Food Inflation in India
Essay by people • August 31, 2011 • Case Study • 672 Words (3 Pages) • 1,512 Views
Opening up multi-brand retail for up to 51 percent foreign direct investment would help curb inflationary pressure and modernize the sector. This will allow global retailers like Wal-Mart, Carrefour and Tesco to enter the Indian market through strategic partnership in the multi-brand retail segment. These supermarket chains like Wal-Mart and Carrefour would modernize the retail sector in India.

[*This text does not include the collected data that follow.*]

PR #1081, opened 2026-08-17
feat(updates): Check for updates in About, fix macOS auto-update

antoinedc:
One button in **Settings → About** checks both update systems at once and reports each separately, plus the release-side fix that makes the desktop half actually able to install anything.

## The headline fix: macOS auto-update could never work (silently)

electron-updater's macOS path hands the update to Squirrel.Mac, which only installs a zipped `.app`. `MacUpdater` resolves it with `findFile(files, "zip", ["pkg", "dmg"])` — **dmg is on the excluded list, not a fallback** — and throws `ERR_UPDATER_ZIP_FILE_NOT_FOUND` when the feed has none. `latest-mac.yml` published a DMG and no ZIP, so every download on every Mac threw instantly.

It was invisible because the message names no `checksum`/`signature`/`permission` keyword, so `updateError.mjs` classified it "transient" and swallowed it — the same silence as the 0.0.13/0.0.14 checksum bug, different cause, and it hid *behind* that fix (a correct digest for an artifact the updater refuses to read still installs nothing). Consequence: `update-downloaded` never fired on macOS, so the sidebar update dot and About's "Restart to update" strip were unreachable.

**Fix on the release side:** build + publish a ZIP, and guard against it ever returning:
- `electron-builder.yml` — add a `zip` mac target (packed from the already-notarized `.app`, not rewritten by the staple step, so its feed digest is correct as written).
- `codemagic.yaml` / `publish.sh` — upload it (to the update feed dir, never `downloads/`), and **fail the build if the feed lists no installable `.zip`**. The existing digest check verifies the files a feed NAMES; it cannot see that none of them are installable.
- `updateError.mjs` — new `"feed"` class, checked **before** integrity, because the real message embeds the feed's file list as JSON and therefore contains the substring `sha512`, which otherwise mis-classified it as an app-side integrity failure.

⚠️ This is only provable after the next `mac-v*` release — the feed is built by CI.

## Check for updates (Settings → About)

- **`autoUpdate:check`** resolves with `{isUpdateAvailable, updateInfo}` rather than inferring from events — `update-not-available` was log-only, so an event-based button could only timeout-and-guess and could never say "up to date".
- **`server:update-check`** runs the poller's own tick, so the button and the banner can never disagree; the per-version dedup gates the side effects (banner + push), never the answer.
- About routes "Update & restart" to App's existing flow (`onRequestServerUpdate`) instead of calling `serverUpdateApply()` — reusing the confirm, progress, 120s cap and transient-error handling rather than copying them.
- Download progress is surfaced; both terminal outcomes end the "Downloading…" state.
- Tone-coded rows: `supported:false` (dev build / no updater) maps to muted, **never** "up to date".

## Server update latency (without more polling)

- **Conditional GET** for the manifest (site serves an ETag — verified live: 200 then 304s). 30 min now moves less data than 6h did.
- **Check on connect**: the desktop checks when its connection goes live and on every reconnect, making a release visible the moment the app opens.
- `createUpdateCheck`'s guard now **joins** an in-flight tick instead of returning `{available:false}` (a manual check landing during a poll used to report "up to date" with nothing compared).

Also documents the two-system-update model in AGENTS.md.

No server restart needed to pick up the JS — the box runs this source.


antoinedc:
## Review follow-ups (all 3 should-fix findings addressed)

Background review found 3 should-fix issues and no blockers. All three are fixed:

**1. A failed box check rendered a false "up to date"** — fixed. The on-demand check now resolves `ok:false` on a manifest-fetch failure (the poller still swallows it for the background timer), `ServerUpdateCheck` carries it, and `describeServerUpdate` reads it → the box row shows an error tone instead of the reassuring green. Absent `ok` (old server) = successful. Covered by `poller.check(): a manifest fetch failure is ok:false…`.

**2. A transient download failure wedged "Downloading…" forever** — fixed. `autoUpdate:download` now returns the download promise so the IPC rejects, and the button `.catch`es to restore the Download button. Also bounded the check itself with a 15s timeout so a hung box can't leave "Checking…" spinning.

**3. Reopen-after-release didn't surface the banner** — fixed (design change). The poller's per-version dedup silenced the banner for a version the timer already notified — the common case for a desktop closed at notify time. The on-demand/connect path now **force-re-surfaces the banner** (the timer keeps its dismiss-protecting dedup), while the **push stays deduped** so a reconnect never re-buzzes the phone. The banner is an idempotent store set, so re-publishing is harmless.

Nits not addressed (accepted as out of scope / low value): the "Download manually" link hardcodes the mac-arm64 DMG (the app is currently arm64-mac-only for auto-update anyway) and the rapid-double-click `checking` guard (both legs are idempotent — harmless).

Verified: typecheck clean; 2997 renderer + 1816 server tests green.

Food inflation in India can be reduced by 50-70 basis points by allowing foreign direct investment in the retail sector as it would ease massive bottlenecks in the supply chain by reducing waste and improving the efficiency of the business model through supply chain management. Getting foreign investment is one part, but the real benefit will be that it will help modernize the retail sector and control food inflation, a big problem at the moment. The move would send a positive signal not only to foreign investors but also domestic investors who were worried that the government was suffering from a policy paralysis. The committee of secretaries has also recommended that at least half of the foreign investment in any project should be invested in back-end infrastructure like cold storage chains and warehouses which will significantly reduce the wastage and modernize the logistics and supply chain.
Indian laws do not allow foreign direct investment in multi-brand retail, and cap it at 51% in single-brand retail and 100 percent foreign direct investment in cash and carry wholesale trade. No overseas investment is allowed in multi-brand retail. However, foreign investors can invest in wholly-owned wholesale back-end retail operations in India.FDI cap of $100 million as suggested by the committee of secretaries would provide sufficient safeguard to small retailers.
Organized retailers, both in India and abroad, have been pressing the government to open up the retail sector for foreign direct investment, lured by the prospects of operating in a $50 billion market with a population of 1.2 billion people. The size and growth of the Indian market, growth of Indian economy even during the economic crisis, huge population and rising aspirations are the key aspects making the Indian market attractive to foreign retailers.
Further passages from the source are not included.